_Data to use_.
Segment Open

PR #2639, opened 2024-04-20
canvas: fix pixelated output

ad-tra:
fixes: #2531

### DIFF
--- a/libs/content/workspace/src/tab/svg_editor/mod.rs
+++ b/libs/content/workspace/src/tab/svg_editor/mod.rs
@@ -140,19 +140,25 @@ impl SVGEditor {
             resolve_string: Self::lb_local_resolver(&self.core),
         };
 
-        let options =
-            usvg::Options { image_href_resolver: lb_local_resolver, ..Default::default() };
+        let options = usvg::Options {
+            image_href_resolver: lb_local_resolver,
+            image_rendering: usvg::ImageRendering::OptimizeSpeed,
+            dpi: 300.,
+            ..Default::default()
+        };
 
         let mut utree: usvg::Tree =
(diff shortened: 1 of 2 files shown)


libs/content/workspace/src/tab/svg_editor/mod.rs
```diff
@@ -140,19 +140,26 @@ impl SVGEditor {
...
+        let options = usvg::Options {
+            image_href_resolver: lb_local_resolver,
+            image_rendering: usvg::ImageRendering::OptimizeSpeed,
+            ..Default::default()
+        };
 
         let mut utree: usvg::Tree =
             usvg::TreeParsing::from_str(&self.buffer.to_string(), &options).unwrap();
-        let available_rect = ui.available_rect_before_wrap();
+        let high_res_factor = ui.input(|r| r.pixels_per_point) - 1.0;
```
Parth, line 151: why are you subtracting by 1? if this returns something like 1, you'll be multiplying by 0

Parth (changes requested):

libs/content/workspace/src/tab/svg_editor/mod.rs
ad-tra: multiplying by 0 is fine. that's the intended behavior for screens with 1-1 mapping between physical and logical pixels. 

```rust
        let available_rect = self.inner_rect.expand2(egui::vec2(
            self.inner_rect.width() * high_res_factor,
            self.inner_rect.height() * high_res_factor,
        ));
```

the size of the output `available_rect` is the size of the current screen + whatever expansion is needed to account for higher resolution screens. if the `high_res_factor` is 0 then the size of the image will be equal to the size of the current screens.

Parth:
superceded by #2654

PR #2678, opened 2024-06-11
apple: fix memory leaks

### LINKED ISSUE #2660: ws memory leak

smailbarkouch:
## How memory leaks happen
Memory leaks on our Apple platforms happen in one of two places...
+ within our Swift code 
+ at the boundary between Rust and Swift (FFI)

Segment Closed
Segment Open

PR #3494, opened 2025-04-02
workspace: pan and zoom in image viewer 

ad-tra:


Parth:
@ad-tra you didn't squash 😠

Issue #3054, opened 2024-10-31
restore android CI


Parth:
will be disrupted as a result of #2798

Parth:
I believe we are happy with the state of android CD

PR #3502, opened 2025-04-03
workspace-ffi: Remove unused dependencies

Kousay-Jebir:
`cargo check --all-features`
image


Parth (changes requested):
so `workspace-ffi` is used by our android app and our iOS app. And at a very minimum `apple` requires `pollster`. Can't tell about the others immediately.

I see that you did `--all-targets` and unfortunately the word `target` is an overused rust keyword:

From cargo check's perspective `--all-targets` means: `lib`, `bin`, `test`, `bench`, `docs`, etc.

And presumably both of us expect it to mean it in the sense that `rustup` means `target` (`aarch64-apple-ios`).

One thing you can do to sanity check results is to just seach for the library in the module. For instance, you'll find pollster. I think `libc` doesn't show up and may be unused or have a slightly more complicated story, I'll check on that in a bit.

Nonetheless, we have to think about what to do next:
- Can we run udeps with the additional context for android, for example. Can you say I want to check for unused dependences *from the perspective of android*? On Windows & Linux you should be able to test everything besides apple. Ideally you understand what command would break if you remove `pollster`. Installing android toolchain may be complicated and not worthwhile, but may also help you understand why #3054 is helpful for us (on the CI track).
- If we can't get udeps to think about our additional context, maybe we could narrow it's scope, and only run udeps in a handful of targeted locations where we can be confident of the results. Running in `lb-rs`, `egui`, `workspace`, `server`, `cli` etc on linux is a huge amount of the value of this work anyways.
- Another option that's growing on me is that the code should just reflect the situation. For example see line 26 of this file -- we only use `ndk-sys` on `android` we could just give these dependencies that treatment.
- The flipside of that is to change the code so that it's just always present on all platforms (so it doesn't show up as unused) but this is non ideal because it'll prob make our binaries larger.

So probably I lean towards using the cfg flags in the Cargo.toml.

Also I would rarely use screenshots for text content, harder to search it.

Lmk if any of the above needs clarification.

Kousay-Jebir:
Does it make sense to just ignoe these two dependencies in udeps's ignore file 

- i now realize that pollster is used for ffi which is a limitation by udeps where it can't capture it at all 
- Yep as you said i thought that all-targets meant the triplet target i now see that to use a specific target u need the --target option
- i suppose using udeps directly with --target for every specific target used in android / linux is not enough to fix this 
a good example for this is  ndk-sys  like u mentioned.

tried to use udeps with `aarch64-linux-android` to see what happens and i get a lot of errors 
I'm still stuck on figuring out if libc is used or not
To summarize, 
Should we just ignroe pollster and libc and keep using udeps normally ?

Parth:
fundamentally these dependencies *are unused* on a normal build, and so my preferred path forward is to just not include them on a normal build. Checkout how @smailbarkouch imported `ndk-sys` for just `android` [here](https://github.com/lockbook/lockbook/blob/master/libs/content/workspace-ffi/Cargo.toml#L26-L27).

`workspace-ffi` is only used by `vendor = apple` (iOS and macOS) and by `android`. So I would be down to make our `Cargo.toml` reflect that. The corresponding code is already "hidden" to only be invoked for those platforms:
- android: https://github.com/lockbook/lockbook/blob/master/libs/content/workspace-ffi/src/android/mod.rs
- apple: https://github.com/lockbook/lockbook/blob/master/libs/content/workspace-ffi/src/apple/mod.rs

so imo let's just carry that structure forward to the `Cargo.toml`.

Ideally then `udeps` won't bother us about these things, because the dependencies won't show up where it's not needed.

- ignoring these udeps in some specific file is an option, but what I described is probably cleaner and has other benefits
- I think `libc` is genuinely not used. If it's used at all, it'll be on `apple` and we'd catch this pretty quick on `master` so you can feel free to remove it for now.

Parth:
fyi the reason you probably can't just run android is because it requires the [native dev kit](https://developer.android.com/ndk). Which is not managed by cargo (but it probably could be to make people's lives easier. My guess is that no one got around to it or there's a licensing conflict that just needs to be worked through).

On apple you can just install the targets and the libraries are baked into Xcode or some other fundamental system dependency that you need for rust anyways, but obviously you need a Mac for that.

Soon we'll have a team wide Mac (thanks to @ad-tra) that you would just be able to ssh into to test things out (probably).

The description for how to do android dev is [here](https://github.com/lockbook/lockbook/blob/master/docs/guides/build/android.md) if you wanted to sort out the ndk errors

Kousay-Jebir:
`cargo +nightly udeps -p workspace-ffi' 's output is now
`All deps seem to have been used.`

Segment Closed

_What you are asked to do_.
Beginning at the line above that contains "superceded by #2654", return each line exactly through the line that contains "and Swift (FFI)", and no others.

_Solution to the problem_.
superceded by #2654

PR #2678, opened 2024-06-11
apple: fix memory leaks

### LINKED ISSUE #2660: ws memory leak

smailbarkouch:
## How memory leaks happen
Memory leaks on our Apple platforms happen in one of two places...
+ within our Swift code 
+ at the boundary between Rust and Swift (FFI)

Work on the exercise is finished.